I used to use Outpost a lot. When it first came out as beta, a guy I met (who was a freelance coder working on it) turned me onto it. I used the free version and bought the pro version. I used versions 1-4, but quit using it after v4 ended, as it started to become a suite rather than just a firewall. But, I have put up many machines doing things very similar to what you want to do, very easy and very stable for me.

SoftPerfect is a decent little firewall. No application control, but you set it and forget it. It is not a service though, so you rely on it startng from registry or other method. One downfall of SoftPerfect is that when you are in rules wizard mode, while you decide to answer a prompt, all other network activities are halted until you respond. But, one nice thing about it is that you can install it, and simple turn off the 'auto start' feature. Now you have a firewall lying around that is sort of 'on demand' without hooks into everything. I used to have it installed just for testing purposes and only started it when I needed it.

LnS is pretty good, although I don't really like the GUI on it much. Kerio is not bad either, but again, I did not care for the GUI. Ghostwall, it is ok I suppose. It is light. I tend though to use firewalls that make it easy for me to navigate it and make rules. I personally think most people either consciously or subconsciously make their choise based off the same criteria. Some firewalls can be made air-tight, but one might go wacko trying to set it up to do that.

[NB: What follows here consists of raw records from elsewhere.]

PR #102, opened 2011-05-25
Add disable Nagle option for PB sockets

b:
Fix for 1108


russelldb:
Merged from a different branch. Many thanks.

PR #104, opened 2011-05-26
Erase the reference to a map executor in the case of a notfound

kellymclaughlin:
instead of decrementing the input counter.

Fixes: az445 bz1112

When a notfound error occurs during a map phase the phase creates a new map plan and retries using a difference preference list entry. A lingering reference to the original map phase executor used to track input counts was the source of the error. The solution is to remove the reference to the original map phase executor in the case of a notfound error instead of simply decrementing the associated counter.

A simple case to reproduce the original error and verify the fix is outlined [here](https://issues.basho.com/show_bug.cgi?id=1112).


beerriot:
Cherry-picking this commit to the riak_kv-0.14 branch, a new test in mapred_verify (https://github.com/basho/mapred_verify/commit/056454e29f82ad9f181aa6906ff8bf13b9e3826c) fails without this change, but succeeds with it.

+1 for merging to 0.14 branch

Windows firewall is probably the lightest on resources and the easiest to set rules for, if it will suit your needs.

Sul.

 

If you don't need (basic) application control, I would cut the bad habit and enable windows firewall Otherwise go with LnS

 

I would recommend LnS too.

 

Thanks. I ran out of time with the monitor, so I had to go with Ghostwall for the moment because it's the only one I could install over a remote connection without getting blocked out. (Windows Firewall would also have worked, but Ghostwall is supposed to be as light or lighter and better). The computer is a HP desktop with 500 ram and 1.3 GHz CPU. Skype works fine. The computer serves as a 1-app machine right now, but it's on 16h a day and has a 120 GB hard disk that's 80% free so maybe in the future it may become a 2- or 3-app machine. (seems like a waste of electricity to only run it for VOIP).

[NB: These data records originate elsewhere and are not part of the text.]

PR #106, opened 2011-05-26
Map phase retries on not_found causes "500 Internal Server Error" response (function_clause) when nodes are down

kellymclaughlin:
Catch exit with reason exhausted_preflist on the call to schedule_input after a nodedown message is received.

Fixes: az449 bz1113 bz1114

The schedule_input function in riak_kv_map_phase calls itself
in the case that it catches a nodedown exit while trying to
start mapper processes. If all the primary preference list
entries have been checked or their nodes are down this inner
call to schedule_input will result in an exit with reason
exhausted_preflist. Instead of just having the map phase
process exit, this change catches the exit and returns an
error to the caller of schedule_input so that notfound results
can be returned in the case of bz1113 or a more descriptive
error message can be return in the case of bz1114.

Steps to reproduce can be found [here](https://issues.basho.com/show_bug.cgi?id=1113) and [here](https://issues.basho.com/show_bug.cgi?id=1114). I did not add any testing to mapred_verify for this issue because the problems only show up on cluster setups where a portion of the nodes are down, but maybe this is a good test that basho_expect could handle.

### DIFF
--- a/src/riak_kv_map_phase.erl
+++ b/src/riak_kv_map_phase.erl
@@ -43,9 +43,13 @@ handle_input(Inputs0, #state{fsms=FSMs0, qterm=QTerm, mapper_data=MapperData}=St
     case length(Inputs1) > 0 of
         true ->
             ClaimLists = riak_kv_mapred_planner:plan_map(Inputs1),
-            {NewFSMs, _ClaimLists1, FsmKeys} = schedule_input(Inputs1, ClaimLists, QTerm, FSMs0, State),
-            MapperData1 = MapperData ++ FsmKeys,
-            {no_output, State#state{fsms=NewFSMs, mapper_data=MapperData1}};
+            case schedule_input(Inputs1, ClaimLists, QTerm, FSMs0, State) of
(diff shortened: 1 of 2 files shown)


beerriot:
Would you mind running mapred_verify, anyway?  I'm getting an error in the first "Erlang/Erlang, discrete entries" test, very similar to the error described in bz1114 after setting up a 3-node dev cluster (make stagedevrel) and stopping dev1 and dev3.  Could you check whether you see the same, or if I've misconfigured something?

The tests in the BZ tickets do pass, though.

kellymclaughlin:
The failure of the discrete entries test was actually a slightly different, but similar problem. I made another commit to address that issue, but in the case you describe failure is expected due to some of the inputs having preflists with entries from only 2 nodes including some whose entries are only on dev1 and dev3. The most recent commit will make the error message more indicative of what actually happened though. The behavior could be changed so that partial results could be returned in a case like this, but I am not sure if that's a desired behavior or not. I can see pros and cons to it.

beerriot:
Looks good to me, +1 merge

I first tried this project with a 800 MHz CPU, 256 MB ram Toshiba laptop. With Skype and Kerio 2.1.5 running (and nothing else and later with Kerio off), it couldn't handle the load (skype calls were buggy and quality sucked). fwiw, Skype recommends 1 GHz CPU minimum. However, I did like Kerio and might return to it when I have more time with the monitor to train it.

I only just tried SoftPerfect on a virtual machine, and my first impression is that it might be the best option if configured right, but the configuration appears too complicated.

I used Comodo Internet Security Suite on the HP desktop before (when I had it in active use), and liked that fine, but it asked a lot of questions... I cannot imagine using their firewall in passive mode, plus it's a top-notch firewall whereas for this project I think a second- or third-notch FW with lower resource use would be enough. fwiw, I use Online Armor Free on my primary computer, and that worked fine on the HP desktop too (I switched to Comodo only because I wanted the complete suite at the time), but again OA would be too much for the current job.

As for LnS, I realize it got many recommends and I may give it a spin on my primary computer if/when I become unhappy with OA, but it's not free so that rules it out for the current project... plus the name (Look`n`Stop) makes it sound less than ideal for users lacking a screen.

 

Another vote on Look 'n' Stop Firewall here.

 

I will agree that L`n`S is a very good option, however, I think in this case I would use CHX-i


- Stem

 

Router, Windows firewall and something like CurrPorts and Process Explorer to monitor system and connections.

 

LnS stomps all over ZA in any aspect including its "lightness".

OP LnS has a free counterpart when the 30 day trial runs out. I believe it disables the application filtering and goes based off of the rule set or vice versa. Its one of the two though.